For these reasons, we must also reexamine our injection of the Chevron Oil factors into this court's analysis in Breithaupt. In Breithaupt, the appellant sued her automobile insurance company after a 1988 car accident claiming that the insurance company failed to comply with a statutory requirement that automobile insurance companies notify consumers about their uninsured/underinsured motorist coverage options. 110 Nev. at 32, 867 P.2d at 403. In reviewing the statute at issue, the Breithaupt court recognized that in Quinlan v. Mid Century Ins., 103 Nev. 399, 741 P.2d 822 (1987), the court previously interpreted the statute as requiring insurers to simply notify consumers that specific coverage was available. Breithaupt, 110 Nev. at 33, 867 P.2d at 404. However, this court further recognized that in 1990 the Legislature amended the statute to impose a heightened notice requirement, leaving "no doubt that ... Quinlan's notice standard [was] inapplicable to insurance transactions which occur after the effective date of the statute." Id. at 35, 867 P.2d at 405.
The appellant in Breithaupt contended that the "[L]egislature considered Quinlan to be wrongly decided" and urged this court to instead retroactively apply the heightened standard imposed by the statute. Id. at 35, 867 P.2d at 405. In declining to apply the statute retroactively, we concluded that the legislative history for the 1990 amendment did not indicate the Legislature considered Quinlan wrongly decided. Id. However, reciting the Chevron Oil factors, we also stated that even if Quinlan was wrongly decided, we would still not apply the heightened notice requirement retroactively because "[t]he overruling of a judicial construction of a statute" is generally applied prospectively, and based on the potential for "highly inequitable" results. Id. at 35-36, 867 P.2d at 405-06.

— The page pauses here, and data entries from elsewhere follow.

PR #225, opened 2026-07-13
arm support

samuelren-imbue:
add support for arm running ubuntu for raspberry pi project


ansible/tasks/coredns.yml
```diff
@@ -0,0 +1,67 @@
...
+
+- name: Pin CoreDNS release
+  set_fact:
+    coredns_version: "1.14.4"
+    coredns_arch: "{{ 'arm64' if ansible_architecture in ['aarch64', 'arm64'] else 'amd64' }}"
+    coredns_sha256:
+      amd64: "5b0e6a6a8b97bdcaec65baa70e83ca88ce03ab852355c656e3f7953405cfe36e"
+      arm64: "b3491ed0fbe530a549640a4073d90037ffafa483f007936e1943c1ae0def7325"
+
+# ---- amd64: CoreDNS was installed by pixi (see pixi.yml) ----
```
zplizzi: let's install from github for all arches - better to be consistent.

compute_space/src/compute_space/core/pinned_binaries.toml
```diff
@@ -0,0 +1,19 @@
+# Arch-specific downloads for binaries compute_space installs at RUNTIME.
```
zplizzi: i'd probably just put this into pinned_binary.py as a python object instead of as a toml? not sure what the toml is getting us.

zplizzi: and then you save the parsing code etc

zplizzi (approved):
lgtm with minor feedback!

PR #227, opened 2026-07-15
fix coredns issue on upgrade

samuelren-imbue:
check coredns installation at runtime
works both from restarting a previous broken instance and working old instance


zplizzi (approved):

zplizzi:
@kilo-gi no need to review, this LGTM

zplizzi:
btw i also requested to get added to the maintainer list for the conda package, so maybe we can switch back to pixi if that goes through and i get it updated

Although we agree with Breithaupt's holding, we disagree with its reference to the Chevron Oil factors because the issue in Breithaupt involved whether a rule passed by statute — the heightened notice requirement — should apply retroactivity.
We conclude that MRS 608.250(2)(e) was repealed when the Amendment was enacted in 2006, not when Thomas was decided in 2014. Further, we decline to apply our caselaw in a purely prospective manner when considering the effect of a constitutional amendment on a statute.
We concur:
Parraguirre, C.J.
Douglas, J.
Cherry, J.
Gibbong, J.
Pickering, J.
Notably, Western Cab Company made a number of additional arguments in its briefs, including that the Amendment is void for vagueness and is preempted. We decline to consider these arguments as these issues were not raised in district court. Old Aztec Mine, Inc. v. Brown, 97 Nev. 49, 52, 623 P.2d 981, 983 (1981) (stating that issues not raised before the district court are waived).
110 Nev. 31, 35, 867 P.2d 402, 405 (1994) (quoting Chevron Oil Co. v. Huson, 404 U.S. 97, 106-07, 92 S.Ct. 349, 30 L.Ed.2d 296 (1971)).